Behandlungsfehler: Schmerzensgeld für Geburtsschaden

(red/dpa). Bei ärztlichen Behandlungsfehlern haften Arzt und Klinik. Anspruch besteht auf Schadensersatz und Schmerzensgeld. Dies gilt auch bei einer Sauerstoffunterversorgung bei der Geburt.

So erhielt ein achtjähriges Mädchen, das als Folge einer Sauerstoffunterversorgung vor der Geburt einen schweren Hirnschaden erlitten hatte, 500.000 Euro Schmerzensgeld. Dies ergibt sich aus einer Entscheidung des Oberlandesgerichts Oldenburg vom 13. November 2019 (AZ: 4 U 108/18). Die Ärzte hatten sich trotz einer abfallenden Herzfrequenz des Kinds auf ein nicht aussagekräftiges CTG (Wehenschreiber) verlassen, erläutert die Arbeitsgemeinschaft Medizinrecht des Deutschen Anwaltvereins (DAV).

Klinik haftet bei Fehler während der Geburt

Das Mädchen erlitt als Folge der Sauerstoffunterversorgung vor der Geburt einen schweren Hirnschaden.
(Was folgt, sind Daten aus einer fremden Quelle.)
PR #1852, opened 2017-12-18
[WIP] Download log files from the UI

astorije:
Highly WIP state right now. It works pretty well... for Freenode only 😅
Lots of TODOs and FIXMEs I still need to work on.

<p align=center>
screen shot 2017-12-18 at 00 47 07
</p>

### DIFF
--- a/client/js/lounge.js
+++ b/client/js/lounge.js
@@ -133,6 +133,16 @@ $(function() {
 					data: target.data("id"),
 				});
 			}
+
+			if (!target.hasClass("lobby")) { // TODO: Download all logs for a network
+				output += templates.contextmenu_item({
+					class: "download-logs",
+					action: "download_logs",
+					text: "Download logs",
+					data: target.data("id"),
+				});
+			}
+
 			output += templates.contextmenu_item({
 				class: "close",
 				action: "close",
@@ -510,15 +520,16 @@ $(function() {
 				text: "/kick " + itemData,
 			});
 		},
+		download_logs: function(channelId) {
+			socket.emit("logs:download", channelId);
+		},
 	};
-
-	contextMenuActions.execute = (name, ...args) => contextMenuActions[name] && contextMenuActions[name](...args);
 
 	contextMenu.on("click", ".context-menu-item", function() {
 		const $this = $(this);
 		const itemData = $this.data("data");
 		const contextAction = $this.data("action");
-		contextMenuActions.execute(contextAction, itemData);
+		contextMenuActions[contextAction](itemData);
 	});
 
 	chat.on("input", ".search", function() {
--- a/src/server.js
+++ b/src/server.js
@@ -384,6 +384,22 @@ function initializeClient(socket, client, token, lastMessage) {
 		client.unregisterPushSubscription(token);
 	});
 
+	socket.on("logs:download", (channelId) => {
+		const result = client.find(channelId);
+		// FIXME: result can be false. Is that possible here? If so, fix
+		const host = result.network.host;
+		const channel = result.chan.name;
+		const logFolder = Helper.getUserLogsPath(client.name, host);
+		// TODO: When supporting entire networks, retrieve entire folder
+		const filename = path.resolve(logFolder, `${channel}.log`);
+		const logContent = fs.readFileSync(filename, "utf8");
+
+		socket.emit("logs:download", {
+			filename: `${channel}.txt`, // TODO: Extension will vary with entire networks
+			content: logContent,
+		});
+	});
+
 	const sendSessionList = () => {
 		const sessions = _.map(client.config.sessions, (session, sessionToken) => ({
 			current: sessionToken === token,
--- a/client/css/style.css
+++ b/client/css/style.css
@@ -223,6 +223,7 @@ kbd {
 .context-menu-user::before { content: "\f007"; /* http://fontawesome.io/icon/user/ */ }
 .context-menu-close::before { content: "\f00d"; /* http://fontawesome.io/icon/times/ */ }
 .context-menu-list::before { content: "\f03a"; /* http://fontawesome.io/icon/list/ */ }
+.context-menu-download-logs::before { content: "\f0ed"; /* http://fontawesome.io/icon/cloud-download/ */ }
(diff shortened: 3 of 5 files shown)


src/server.js
```diff
@@ -373,6 +373,19 @@ function initializeClient(socket, client, token, lastMessage) {
 		client.unregisterPushSubscription(token);
 	});
 
+	socket.on("logs:download", (data) => {
+		const network = "irc.freenode.org"; // FIXME: Retrieve this from client one way or another
+		const logFolder = Helper.getUserLogsPath(client.name, network);
```
astorije: @xPaw, do you have any suggestion for passing network + channel/query name from the client to the server?
I believe the client doesn't know the URL of the network, just the display name (at least for now), and I need it to browse the correct folder.
I'm thinking that instead of passing string of network+channel, I could instead pass the ID of the channel that the server knows about. Is that possible? Any suggestion?

creesch: Making the host available is fairly easy as it is already send to the client with the "init"  event as can be seen here https://github.com/thelounge/lounge/blob/36be7565a700ab43c3f7e8ef4844d7886f88f498/src/server.js#L431 

So all it takes is to add `data-host="{{host}}"` somewhere in `network.tpl` and it is available. 

The same data is available server side so you could use the id as that simply sees to be an array key+1.

xPaw: I'd wait for https://github.com/thelounge/lounge/pull/1839/commits/d085b0692d4b047fb4ee7ffae005e4ad20c86df3 until making logs downloadable to be honest.

client/js/lounge.js
```diff
@@ -510,15 +520,18 @@ $(function() {
...
 			});
 		},
+		download_logs: function(itemData) {
+			socket.emit("logs:download", {
+				name: itemData,
+			});
+		},
 	};
 
-	contextMenuActions.execute = (name, ...args) => contextMenuActions[name] && contextMenuActions[name](...args);
```
creesch: Any reason you decided to rip this out? You have left it less flexible for any future changes.

creesch: Also this was made a command pattern specifically because of a review done on a early PR...

src/server.js
```diff
@@ -373,6 +373,19 @@ function initializeClient(socket, client, token, lastMessage) {
...
+		// TODO: When supporting entire networks, retrieve entire folder
+		const filename = path.resolve(logFolder, `${data.name}.log`);
+		const logContent = fs.readFileSync(filename, "utf8");
+
+		socket.emit("logs:download", {
```
xPaw: Sending megabytes of data over socket.io is not a great idea by the way, a better idea would be just expose logs with express and some kind of access token for that specific user.

src/server.js
astorije: > I'd wait for d085b06 until making logs downloadable to be honest.

I was thinking about that, but also I'd like to not depend on something else to be able to make progress on this. I don't mind reworking this PR once d085b06 makes it in.
I'm also thinking of just cherry-picking it for the time being, but I feel like this PR might be ready before #1839.

client/js/lounge.js
astorije: For the record if someone stops by, we discussed this in the channel. There is nothing definitive here and I'm not planning on breaking anything :) This PR as a whole is WIP.

src/server.js
astorije: Yes I've considered that, but considering how sensitive this information is, I would like to avoid at all cost exposing it via Express. I can't imagine the blast radius of security fail if we have a bug with exposing this one thing.

I'm also considering always compressing this on the server before sending. Of course, there are a few channels in which that would be an issue, but I think overall this could easily work for like 95% cases. Then I think it doesn't have to be perfect at first attempt, we can refine.

astorije: > Sending megabytes of data over socket.io is not a great idea by the way

What makes you say that, btw? I'm curious as I couldn't find evidence of that somewhere else.
There are however ways (packages and such) to send large files via sockets, or stream them, etc. Again, not thinking all the edge cases for now, just something that works.

src/server.js
astorije: It turns out, this was muuuch easier than I thought, and didn't require any trickery. As long as we're passing the channel id to the server, we can `find` whatever we need.

McInkay:
What's the status of this one, @astorije ? Much left to do? I notice you have put "do not merge" on it. Could this possibly work better as a plugin (which we are nearly able to do, as I've got the code working for context menus, and then we just need to allow plugins to access logs via an api that uses whatever method the user wants).

astorije:
Hey @McInkay thanks for the ping. Yeah, quite a few things left to do, but also this will rather change once #1839 gets merged, and I definitely want that other PR merged before this current feature. I'll close it for now.

I'm not against this living in a package, but only if we can make packages ship by default. It's an important feature to have by default IMO, let users have access to (and control, ultimately) their data.
However, the meat of it is not the context menu part but the storage access and how are the artifacts exposed to the user.
We've mentioned pluggable storage, in which case this PR would become much easier, though that's just translating the complexity somewhere else :)

michael-thayer-vb:
Is this something likely to be taken up again?  If not, how hard would it be for someone unfamiliar with the code base, assuming that you would want that?

astorije:
Probably not too hard to do, but a bit of a learning curve for someone unfamiliar.

This would involve generate a temporary URL that gets invalidated after, say 1 download (or time based, or a combination of both).

michael-thayer-vb:
I take it from the answer that it is no longer something you plan to add yourself.  Any pointers to where in the code to start, or just "read the source"?

astorije:
@michael-thayer-vb, definitely read the entire thread in this PR, there is a lot of insight.

It would be worth making some research around sending large files over HTTP vs. the WebSocket. After briefly reading about it, I am not convinced HTTP is the way to go. It would have been true 1-2 years ago, but I have read opposing arguments saying that the web has evolved and has dedicated ways to send large binary content over a WebSocket efficiently (whether socket.io supports those efficient methods or not is another thing to look into).
It would for sure make things easier and secure/private by design since there would be no manual auth via temporary token to come up with.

Aufgrund ihrer Schwerbehinderung ist sie Zeit ihres Lebens auf fremde Hilfe angewiesen.

Etwa 45 Minuten vor der Entbindung fiel die Herzfrequenz des Kinds sehr stark ab. Währenddessen zeichnete das CTG für rund zehn Minuten keinen Herzschlag auf – weder den des Kinds noch den der Mutter. Erst danach wurde wieder ein Herzschlag mit normgerechter Frequenz erfasst. Die Ärzte hielten dies für den Herzschlag des Kinds in der Annahme, es habe sich wieder erholt. Es handelte sich allerdings um den Herzschlag der Mutter. Als man den Irrtum später bemerkte, war das Kind durch die Sauerstoffunterversorgung bereits erheblich geschädigt.
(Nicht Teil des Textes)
PR #1855, opened 2017-12-19
Update to primer on npm

MaxLeiter:
https://github.com/primer/primer/tree/master/modules/primer-tooltips


client/index.html
```diff
@@ -9,6 +9,7 @@
 	<link rel="preload" as="script" href="js/bundle.js">
 	<link rel="stylesheet" href="css/bootstrap.css">
 	<link rel="stylesheet" href="css/style.css">
+	<link rel="stylesheet" href="css/primer-tooltips.css">
```
astorije: I think we want this to be above `style.css`, just in case.

client/index.html
```diff
@@ -36,11 +37,11 @@
...
-			<span class="tooltipped tooltipped-n tooltipped-no-touch" aria-label="Sign out"><button class="icon sign-out" id="sign-out" aria-label="Sign out"></button></span>
+			<span class="tooltipped tooltipped-n tooltipped-no-touch tooltipped-no-delay" aria-label="Sign in"><button class="icon sign-in" data-target="#sign-in" aria-label="Sign in"></button></span>
+			<span class="tooltipped tooltipped-n tooltipped-no-touch tooltipped-no-delay" aria-label="Connect to network"><button class="icon connect" data-target="#connect" aria-label="Connect to network"></button></span>
+			<span class="tooltipped tooltipped-n tooltipped-no-touch tooltipped-no-delay" aria-label="Client settings"><button class="icon settings" data-target="#settings" aria-label="Client settings"></button></span>
+			<span class="tooltipped tooltipped-n tooltipped-no-touch tooltipped-no-delay" aria-label="Help"><button class="icon help" data-target="#help" aria-label="Help"></button></span>
+			<span class="tooltipped tooltipped-n tooltipped-no-touch tooltipped-no-delay" aria-label="Sign out"><button class="icon sign-out" id="sign-out" aria-label="Sign out"></button></span>
```
astorije: Why did you re-add `tooltipped-no-delay` to all of those? FYI, we used to not have delays on those and added them because:

- It made for a very schizophrenic UI when constantly hovering tooltipped stuff
- On mobile clicking somewhere on the menu would instantly display a tooltip + close the menu, that was very buggy

We went back and forth before we reached the current okay solution, I think we should keep it that way. That is, unless I'm missing something obvious :)

client/views/msg.tpl
```diff
@@ -1,5 +1,5 @@
 <div class="msg {{type}}{{#if self}} self{{/if}}{{#if highlight}} highlight{{/if}}" id="msg-{{id}}" data-time="{{time}}"{{#if from.nick}} data-from="{{from.nick}}"{{/if}}>
-	<span class="time tooltipped tooltipped-e" aria-label="{{localetime time}}">
+	<span class="time tooltipped tooltipped-e tooltipped-no-delay" aria-label="{{localetime time}}">
```
astorije: Yeah so this was particularly horrible without delay, because since times are like a vertical barrier between chat and channel list, you would *always* trigger them...

client/index.html
MaxLeiter: I think the delay was increased in primer, they feel very sluggish without. Can remove

client/views/msg.tpl
MaxLeiter: fair

client/index.html
astorije: Yeah I should have added: I am pretty sure we customized that value in our CSS so we should overwrite it in `style.css`.

In general, we made a few changes between our version and the upstream project. I am building you a diff so we can have an idea of what we're talking about.

astorije:
FYI this is the diff between our modified v0.53 and upstream v1.5.0: https://www.diffchecker.com/XZd59jmz

We should be fine overall.

astorije:
There are sizes and spacing differences, I don't know if we want to tweak those or not:

Our version | Upstream project
--- | ---
screen shot 2017-12-18 at 22 52 06 | screen shot 2017-12-18 at 22 52 15

Text is a bit smaller, tooltip has a bit more height.

xPaw:
We need to compile our CSS already :(

MaxLeiter:
Would still need to directly reference the primer css file, right?

MaxLeiter:
The size is fine to me, up to you and rest of @thelounge/maintainers, astorije

astorije:
Looking at https://www.diffchecker.com/dd47az8a, I'm fine with the bigger paddings because I absolutely do not want to have to maintain our overrides of all margins and such. It's reasonable to rely on the library for that.

The only thing I would do is keep our current font-size. I think it works better in our UI and makes things more readable (as opposed to paddings that are more on the side of habits / preferences). Also, it's a single override, not many lines we have to maintain over the upgrades. Would you mind adding the following in `style.css`?

```css
.tooltipped::after {
	font-size: 12px;
}
```

If @xPaw or @YaManicKill have strong opinions, I'll go with the flow :)

MaxLeiter:
Done

PR #1856, opened 2017-12-19
Add tooltip to channel close button

MaxLeiter:
Maybe this was left without a tooltip intentionally; unsure why if so.

### DIFF
--- a/client/css/style.css
+++ b/client/css/style.css
@@ -628,6 +628,11 @@ kbd {
 	color: #49505a;
 }
 
+#sidebar .close-tooltip {
+	float: right;
+}
+
+#sidebar .leave,
 #sidebar .close {
 	width: 18px;
 	height: 18px;
@@ -635,6 +640,7 @@ kbd {
 	transition: opacity 0.2s, background-color 0.2s;
 }
 
+#sidebar .leave::before,
 #sidebar .close::before {
 	font-size: 20px;
 	font-weight: normal;
@@ -677,6 +683,7 @@ kbd {
 	display: unset;
 }
 
+#sidebar .chan.active .leave:hover,
 #sidebar .chan.active .close:hover {
 	opacity: 1;
 }
--- a/client/views/chan.tpl
+++ b/client/views/chan.tpl
@@ -6,7 +6,11 @@
 		</span>
 	{{/equal}}
 	<span class="badge{{#if highlight}} highlight{{/if}}">{{#if unread}}{{roundBadgeNumber unread}}{{/if}}</span>
-	{{#notEqual type "lobby"}}<button class="close" aria-label="Close"></button>{{/notEqual}}
+	{{#notEqual type "lobby"}}
+		<span class="close-tooltip tooltipped tooltipped-w" aria-label="Close">
+			<button class="close" aria-label="Close"></button>
+		</span>
+	{{/notEqual}}
 	<span class="name" title="{{name}}">{{name}}</span>
 </div>
 {{#equal type "lobby"}}


client/views/chan.tpl
```diff
@@ -1,7 +1,9 @@
 {{#each channels}}
 <div data-id="{{id}}" data-target="#chan-{{id}}" data-title="{{name}}" class="chan {{type}} chan-{{slugify name}}">
 	<span class="badge{{#if highlight}} highlight{{/if}}">{{#if unread}}{{roundBadgeNumber unread}}{{/if}}</span>
-	<button class="close" aria-label="Close"></button>
+	<span class="close-tooltip tooltipped tooltipped-w tooltipped-no-delay" aria-label="Close">
```
astorije: Mind removing `tooltipped-no-delay`?

client/css/style.css
```diff
@@ -574,6 +574,10 @@ kbd {
 	color: #49505a;
 }
 
+#sidebar .close-tooltip {
+	float: right;
+}
+
```
astorije: Tooltip gets bold on lobbies. I don't know if #1855 fixes it by accident.

MaxLeiter: It's because the lobby name is bold, not sure of best fix

astorije: Yeah I know, but I'm wondering if #1855 does not fix this. Their version and ours differ slightly and it might force to be non-bold.

client/views/chan.tpl
```diff
@@ -1,7 +1,9 @@
 {{#each channels}}
 <div data-id="{{id}}" data-target="#chan-{{id}}" data-title="{{name}}" class="chan {{type}} chan-{{slugify name}}">
 	<span class="badge{{#if highlight}} highlight{{/if}}">{{#if unread}}{{roundBadgeNumber unread}}{{/if}}</span>
-	<button class="close" aria-label="Close"></button>
+	<span class="close-tooltip tooltipped tooltipped-w" aria-label="Close">
```
astorije: Could you change so that it's "Leave" on channels and "Close" on queries, like the context menu says? Don't worry about lobbies, we're getting rid of the close button there in #1833.

client/views/chan.tpl
```diff
@@ -1,7 +1,16 @@
 {{#each channels}}
 <div data-id="{{id}}" data-target="#chan-{{id}}" data-title="{{name}}" class="chan {{type}} chan-{{slugify name}}">
 	<span class="badge{{#if highlight}} highlight{{/if}}">{{#if unread}}{{roundBadgeNumber unread}}{{/if}}</span>
-	<button class="close" aria-label="Close"></button>
+		{{#equal type "channel"}}
+			<span class="close-tooltip tooltipped tooltipped-w" aria-label="Leave">
+				<button class="leave" aria-label="Leave"></button>
```
astorije: Leave this class as `close`, less risk to break some consistency/action IMO. Also, you let the tooltip class as `close-tooltip` for both, which kinda shows what I mean ahah.

MaxLeiter: That was on purpose, as to avoid adding a CSS line and I couldn't think of a more generic classname, but yeah point taken.

astorije: Just use `.close` for both and it'll be fine.

astorije:
@MaxLeiter, could you fix conflicts and address comments on this? It's one of those small and easy PRs we can put behind us :)

MaxLeiter:
Done, @astorije 
screen shot 2018-01-29 at 9 36 48 am

client/css/style.css
astorije: Never closed the loop, but yes, current primer-tooltip (updated after this PR was opened) fixed this.

PR #1858, opened 2017-12-19
Add banlist context menu item if user isn't normal user

YaManicKill:


client/js/lounge.js
```diff
@@ -133,6 +133,14 @@ $(function() {
 					data: target.data("id"),
 				});
 			}
+			if (target.hasClass("channel") && utils.hasUserModeInChannel($(`#chan-${target.data("id")}`))) {
```
YaManicKill: I'm not 100% on when to show this item.

On the one hand, on all the irc servers I use, any user can view the banlist, so should we show it for everyone? On the otherhand, I thought that only people with some sort of privileges in the channel would have a **reason** to view it, so we should probably only show it for them.

Open to suggestions.

client/js/utils.js
```diff
@@ -48,6 +49,15 @@ function isOpInChannel(channel) {
 	return isOP;
```
YaManicKill: As a side note, this only works for "op", doesn't work for "halfop" "owner", "admin" or anything else. So literally it tells you if a user is op, if the user is more privileged than op, it'll return false.

client/js/utils.js
```diff
@@ -48,6 +49,15 @@ function isOpInChannel(channel) {
...
 }
 
+// Given a channel element will determine if the lounge user has a user mode other than norml
+function hasUserModeInChannel(channel) {
```
YaManicKill: We could probably find a nice way to combine these functions (allow the user to pass in a minimum privilege to check for.

client/js/lounge.js
xPaw: Yeah I see no reason to limit this to user modes, just display it to everyone.

client/js/lounge.js
```diff
@@ -133,6 +133,14 @@ $(function() {
...
+				output += templates.contextmenu_item({
+					class: "list",
+					action: "banlist",
+					text: "Show banlist",
```
xPaw: Add a space in banlist.

client/js/lounge.js
creesch: It might be nice to not show it for regular people as makes the functionality more accessible where people now might not be aware of it being possible unless they run a channel. It might result in some soapboxing in some channels if people are made more aware of the banlist. 

Technically there is no reason not to show it indeed.

client/js/utils.js
creesch: Agreed, I probably made the isOp function a it narrow in scope as I had a very specific target in mind. Maybe make it possible to pass an array of possible modes to check for so the result can just be `passedArray.contains(userMode)`

client/js/utils.js
YaManicKill: Sure, but we currently have some support for them, so we should probably deal with them in this somehow.

client/js/lounge.js
YaManicKill: Yeah, my reasoning is 2-fold:

1. It makes the context list busier when there's probably no reason for you to be calling the banlist if you aren't at least voiced
1. Making it more accessible for users can lead to them unnecessarily calling it, and could lead to issues as explained by @creesch 

If people think we should just show it for everything, that's fine. @astorije , what do you think with your UX hat on?

client/js/utils.js
YaManicKill: That could be a nice way to do it.

client/js/lounge.js
YaManicKill: Done

client/js/utils.js
YaManicKill: Alright, I've updated it to this, defaulting to all of the roles (other than normal). Let me know what you think.

creesch: Yup looks good to me, much more versatile.

client/js/lounge.js
astorije: I can see both sides of the argument, but I am in favor of displaying it for normal users. I'll try to list my reasons here (don't see that as patronizing, I'm just too tired to gather thoughts properly and listing helps me compartimentalize :D).

- Users can still send the `/banlist` command, so it's not like we're completely blocking the feature (though we could, but I don't think we should), we're just hiding it.
- Adding a UI element for it helps with discoverability, which is nice.
- The context menu becoming busier is a valid point, but at the moment we only have 1 real entry in there (2 if you count the entry that clicks on the target :) ) so I don't see that as an issue for now. We can for sure re-think that when it becomes a problem, and there are paradigms for that, such as grouping entries, or re-evaluate what we display in there.
- You rightfully mention that this is primarily useful for "power users" or actually "voiced or op'ed users", which is a good reason why this shouldn't be in the main UI (i.e. constantly on the page, like #1836 adds). But this is in a context menu, which is a good place where to put advanced features without burying them completely, I think.
- Though it's clearly useful for voiced/op users, I can see how it's useful for regular users. Just like the question someone asked today "why would someone connect to the same network multiple times" (which is even less obvious IMO ahah), I'm sure there are plenty use cases for not being voiced on a channel you actively contribute/operate, or checking banlists on channels you don't operate, etc. In fact, I was working in a (private) team where no one was ever op or voiced to leave everyone on the same hierarchy level. Workflows :man_shrugging: 
- Re: soapboxing (thanks, I learned a new word :D), I get what you're saying, but I don't think it's our business at least in this case. If we were a SaaS solution or something proprietary like that, I'd probably have a different point of view.

So yeah, I'd just display it :)

client/js/lounge.js
```diff
@@ -133,6 +133,14 @@ $(function() {
 					data: target.data("id"),
 				});
 			}
+			if (target.hasClass("channel") && utils.hasRoleInChannel($(`#chan-${target.data("id")}`))) {
+				output += templates.contextmenu_item({
+					class: "list",
+					action: "banlist",
+					text: "Show ban list",
```
astorije: Could you do "List banned users"? That is a bit more explanatory to me and fits better with the "List all channels" wording we did for #1802.

package.json
```diff
@@ -22,7 +22,7 @@
     "build": "webpack",
     "watch": "webpack --watch",
     "test": "npm-run-all --aggregate-output --parallel --continue-on-error test:* lint:*",
-    "test:mocha": "mocha --colors",
+    "test:mocha": "mocha --colors --require babel-polyfill --require babel-register",
```
astorije: Argh, running into that was bound to happen as we have more tests.
We can't do exactly that because that's babeling everything including server tests, and that means we could easily ship something incompatible with Node 4 or 6 on the server...

... But! I've been working on solving this and I'm almost there: https://github.com/thelounge/lounge/pull/1726. There is one more dependency I rely on that needs releasing (the PR I opened to fix their repo is merged, they _just_ need to release) but after that I'll be all set. That means that our client tests will run with the same config than our font-end builds, while the server tests remain unaffected.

Es gab in dem Fall noch weitere Vorwürfe gegen die Klinik:

  • die Reanimation nach der Geburt begann nicht sofort,
  • es stand kein Beatmungsbeutel nach der Geburt zur Verfügung,
  • die Maskenbeatmung nach der Geburt erfolgte versehentlich ohne Druck
  • der verständigte Notarzt erschien zehn Minuten zu spät.

Arzthaftung: Anspruch auf Schmerzensgeld und Schadensersatz

Das Mädchen hat Anspruch auf Schadensersatz für sämtlichen Vermögensschaden, der ihr aus den Kunstfehlern anlässlich ihrer Geburt entstanden ist oder zukünftig entstehen wird. Außerdem sprach das Gericht dem Mädchen 500.000 Euro Schmerzensgeld zu.

Das Oberlandesgericht zog einen gerichtlichen Sachverständigen hinzu. Danach stellte es einen groben Behandlungsfehler fest. Die behandelnden Ärzte hätten sich angesichts des Verdachts auf einen kindlichen Herzfrequenzabfall auf andere Weise davon überzeugen müssen, dass es dem Kind gut gehe. Keinesfalls hätten sie sich angesichts der bedrohlichen Situation über einen Zeitraum von zehn Minuten mit einem nicht aussagekräftigen CTG zufrieden geben dürfen.

Da die Ärzte und die Klinik schon deshalb grundsätzlich haften, musste das Gericht die weiteren Vorwürfe nicht prüfen. Ausdrücklich stellte das Gericht fest, dass das zuerkannte Schmerzensgeld in jedem Fall angemessen sei.